At the time of introduction, SuperH was notable for having fixed-length 16-bit instructions in spite of its 32-bit architecture. Using smaller instructions had consequences: the register file was smaller and instructions were generally two-operand format. However for the market the SuperH was aimed at, this was a small price to pay for the improved memory and processor cache efficiency.
Later versions of the design, starting with SH-5, included both 16- and 32-bit instructions, with the 16-bit versions mapping onto the 32-bit version inside the CPU. This allowed the machine code to continue using the shorter instructions to save memory, while not demanding the amount of instruction decoding logic needed if they were completely separate instructions. This concept is now known as a compressed instruction set and is also used by other companies, the most notable example being ARM for its Thumb instruction set.

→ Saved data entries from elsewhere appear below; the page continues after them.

PR #486, opened 2017-05-05
store filter and column selections in local storage, fix table layout…

zfisch:
This PR changes a few things and requires further review before merge.

1. Introduces local storage to manage column, filter, and source selections for the variant table.
2. Ignores query string when determining column, filter and source selections.
3. Fixes a table layout bug when adding new columns to the variant table.

Outstanding questions:

1. Should local storage override query parameters?
2. Should filters be persistent in the same way column selections are persistent? Furthermore, should they persist between portals?

### DIFF
--- a/website/js/DataTable.js
+++ b/website/js/DataTable.js
@@ -101,11 +101,15 @@ var DataTable = React.createClass({
         this.fetch(this.state);
     },
     getInitialState: function () {
+        let filterValues = JSON.parse(localStorage.getItem('filterValues'));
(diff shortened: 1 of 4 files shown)


zfisch:
@strbean @falquaddoomi I've included you as reviewers on this PR since it introduces some relevant changes -- I'm currently awaiting further instruction from @melissacline about how we want these changes implemented and will ping you for discussion afterward.

zfisch:
I'm closing this PR to make some changes as requested in our last development meeting. A new one will be submitted when the changes are ready for review.

Issue #478, opened 2017-05-04
Community page cleanups


melissacline:
Two special UI cleanups have been requested:
1. Enlarge the map, perhaps to scale with the width of the content below.  In the past, we'd had specific feedback to make the map smaller, but now that more members have signed up, we arguably need to make it bigger for better resolution.
2. Somewhere, indicate the number of members who have signed up.  Perhaps, next to the controls, show some text such as "1-10 out of 50,000"

falquaddoomi:
Should the map retain its aspect ratio (i.e. grow vertically) as it scales horizontally? Giving it a fixed (perhaps slightly larger) vertical size and having it stretch only horizontally is somewhat easier to implement.

PR #490, opened 2017-05-08
Community page cleanups #478

falquaddoomi:
Community page map now scales horizontally to match the size of the user-list column and is slightly taller than before (300px vs. 250px.) Added an indicator of the currently-visible and total number of members on the bottom-left of the user-list.


melissacline:
@strbean Would you do a quick review of this PR?

PR #503, opened 2017-05-15
Save column filter selections

zfisch:
This PR introduces local storage for managing column and filter selections and resolves several issues pertaining to table layout, local storage vs. query parameters vs. defaults, and bugs in expert mode. Changes are outlined below:

1. All filter selections and column selections are stored in local storage.
2. Several bugs regarding management of column selections and filter selections are now resolved such that query parameters correctly reflect applied selections.
3. Query params override local storage which overrides default settings. If neither query params nor local storage selections are available, default settings are used.
4. Fixes a bug so that expert mode always shows all columns and all sources.
5. Fixes a table layout issue when adding columns.
6. Fixes a bug when filtering for `Not Yet Reviewed` variants.

### DIFF
--- a/website/js/DataTable.js
+++ b/website/js/DataTable.js
@@ -101,11 +101,15 @@ var DataTable = React.createClass({
         this.fetch(this.state);
     },
     getInitialState: function () {
+        let filterValues = JSON.parse(localStorage.getItem('filterValues'));
+        if (filterValues === null || filterValues === undefined) {
+            filterValues = {};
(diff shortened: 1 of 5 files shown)


zfisch:
Further additions to this PR now include:

- `Restore Defaults` button added to clear all filter/source/column/change_type/release selections are restore default settings.

- `Clear Filters` button previously available when specific releases or change_types are being viewed is no longer available.

PR #586, opened 2017-08-01
Fands feedback

zfisch:


zfisch:
@maryjgoldman @strbean I made the last change, merging now

PR #597, opened 2017-08-11
Allele frequency chart

strbean:
Still needs review / feedback.


strbean:
Ignore, branch name typo ><

website/js/AlleleFrequencyCharts.js
```diff
@@ -0,0 +1,158 @@
+'use strict';
+
+var React = require('react'),
+    BarChart = require('./BarChart'),
+    _ = require('lodash');
+
+// copied from index.js, move to utility file
```
zfisch: if it's straightforward to move to a utility file, may as well do it now before we have duplicate code

website/js/VariantTable.js
```diff
@@ -122,6 +123,17 @@ const researchModeGroups = [
     ]},
 
     {groupTitle: 'Allele Frequency Reference Sets', internalGroupName: 'Allele Frequency Reference Sets', innerCols: [
+        {title: 'Maximum Allele Frequency (1000 Genomes, ESP, ExAC minus TCGA)', prop: 'Max_Allele_Frequency', core: true},
```
zfisch: Max Allele Frequency was recently removed, it should be removed here as well

PR #599, opened 2017-08-12
implement tests for general search queries

collinabidi:


website/django/data/searchtest.py
```diff
@@ -0,0 +1,947 @@
...
+
+            self.assertIsInstance(response, JsonResponse, message)
+            self.assertEqual(response.status_code, 200, message)
+
+            response_data = json.loads(response.content)
+
+            self.assertEqual(response_data['count'], 1, message)
+
+            response_variant = response_data['data'][0]
+            self.assertEqual(response_variant[field_2], getattr(self.existing_variant,field_2), message)
```
zfisch: might as well also add `self.assertEqual(response_variant[field_1], getattr(self.existing_variant, field_1), message)`

website/django/data/searchtest.py
```diff
@@ -0,0 +1,947 @@
...
+
+        self.assertEqual(response_data['count'], 1)
+
+        response_variant = response_data['data'][0]
+        self.assertEqual(response_variant['HGVS_Protein'], self.existing_variant.HGVS_Protein)
+
+
+    def test_search_by_hgvs_protein_and_protein_change_with_colon(self):
+        '''Tests searching for 'HGVS_Protein:Protein_Change' with colon separator
+        NP_009225.1:A280G --> HGVS_Protein.split(':')[0] Protein_Change'''
```
zfisch: this should be: `NP_009225.1:A280G --> HGVS_Protein.split(':')[0]:Protein_Change'''` (notice the added colon between hgvs protein and protein change)

website/django/data/searchtest.py
```diff
@@ -211,7 +173,7 @@ def test_request_with_release_number(self):
 
         release_number = self.existing_variant.Data_Release_id
         request = self.factory.get(
-            '/data/?format=json&order_by=Gene_Symbol&direction=ascending&page_size=20&page_num=0&search_term=%s&release=4&include=Variant_in_ENIGMA&include=Variant_in_ClinVar&include=Variant_in_1000_Genomes&include=Variant_in_ExAC&include=Variant_in_LOVD&include=Variant_in_BIC&include=Variant_in_ESP&include=Variant_in_exLOVD' % new_variant_1.Genomic_Coordinate_hg38)
+            '/data/?format=json&order_by=Gene_Symbol&direction=ascending&page_size=20&page_num=0&search_term=&release=%s&include=Variant_in_ENIGMA&include=Variant_in_ClinVar&include=Variant_in_1000_Genomes&include=Variant_in_ExAC&include=Variant_in_LOVD&include=Variant_in_BIC&include=Variant_in_ESP&include=Variant_in_exLOVD' % new_variant_1.Genomic_Coordinate_hg38)
```
zfisch: this is off -- it's passing the genomic coordinate in as the release number, which shouldn't work. update this test so that it asks for the release_number. you'll need to update the assertion as well so that it returns the variant with the release number expected

website/django/data/searchtest.py
```diff
@@ -224,7 +186,7 @@ def test_request_with_release_number(self):
 
         response_variant = response_data["data"][0]
 
-        self.assertEqual(response_variant["Data_Release_id"], new_variant_1.Data_Release_id)
+        self.assertEqual(response_variant["Data_Release_id"], new_variant_2.Data_Release_id)
```
zfisch: this should be something like: `self.assertEqual(response_variant["Data_Release_id"], {whatever_variant_you_ask_for}.Data_Release_id)`

website/django/data/searchtest.py
```diff
@@ -254,12 +216,12 @@ def test_request_without_release_number(self):
...
     #Filter testing: Gene type, pathogenicity, and source selection are all filter options
     def test_filter_by_gene_type_brca_1(self):
-        '''Tests filtering by 'Gene' option by BRCA1'''
+        '''Tests gene filter to ensure only variants with the gene specified in the request are returned'''
         #creates a new BRCA2 variant
-        new_variant_brca2 = test_data.new_variant()
-        new_variant_brca2["Gene_Symbol"] = "BRCA2"
-        new_variant_brca2["Genomic_Coordinate_hg38"] = "chr13:111111:A>G"
-        (new_variant_brca2, new_current_variant_brca2) = create_variant_and_materialized_view(new_variant_brca2)
+        new_variant_brca1 = test_data.new_variant()
```
zfisch: this should include the creation of 2 variants, one with gene_symbol brca1 and one with gene_symbol brca2, then it should ensure only the variants with the requested gene_symbol is returned. if there are no variants with gene_symbol brca2 in the database, the test doesn't tell us anything useful. also, shouldn't it get back two variants for brca1 since existing_variant also has a gene_symbol of brca1?

website/django/data/searchtest.py
```diff
@@ -479,22 +433,13 @@ def test_show_deleted_not_true(self):
 
         response_data = json.loads(response.content)
 
-        self.assertEqual(response_data['count'], 1)
+        #0 variants should be in response_data['count']
+        self.assertEqual(response_data['count'], 0)
```
zfisch: why isn't existing_variant returned? if the issue is that new_variant_deleted and existing_variant have the same genomic_coordinate, the genomic_coordinate for new_variant_deleted should be different or the test is confusing.

zfisch:
Never mind, looks like you already caught some of the issues I mentioned! I'll give it a once over later today and we'll see if we can get it wrapped up and merged!

PR #604, opened 2017-08-26
Cryptohash

JohnnieDM:


melissacline:
One thing: we shouldn't put large data files in GitHub, since it chews up everyone's disk space.  A better approach is to put them in Synapse, or other cloud service.  Let me know if you need some pointers in getting started with Synapse.

PR #608, opened 2017-08-31
convert ESP percentage allele frequencies to fractions in the Allele_…

zfisch:
Converts ESP allele frequencies to fractions for the aggregate Allele_Frequency field.


cmarkello:
Looks good to me!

In 2015, many of the original patents for the SuperH architecture expired and the SH-2 CPU was reimplemented as open source hardware under the name J2.
History
[edit]SH-1 and SH-2
[edit]The SuperH processor core family was first developed by Hitachi in the early 1990s. The design concept was for a single instruction set (ISA) that would be upward compatible across a series of CPU cores.
In the past, this sort of design problem would have been solved using microcode, with the low-end models in the series performing non-implemented instructions as a series of more basic instructions. For instance, a "long multiply" (multiplying two 32-bit registers to produce a 64-bit product) might be implemented in hardware on high-end models but instead be performed as a series of additions on low-end models.
One of the key realizations during the development of the RISC concept was that the microcode had a finite decoding time, and as processors became faster, this represented an unacceptable performance overhead. To address this, Hitachi instead developed a single ISA for the entire line, with unsupported instructions causing traps on those implementations that didn't include hardware support. For instance, the initial models in the line, the SH-1 and SH-2, differed only in their support for 64-bit multiplication; the SH-2 supported MUL
, DMULS
and DMULU
, whereas the SH-1 would cause a trap if these were encountered.[3]
The SH-1 was the basic model, supporting a total of 56 instructions. The SH-2 added 64-bit multiplication and a few additional commands for branching and other duties, bringing the total to 62 supported instructions.[3] The SH-1 and the SH-2 were used in the Sega Saturn, Sega 32X and Capcom CPS-3.[4]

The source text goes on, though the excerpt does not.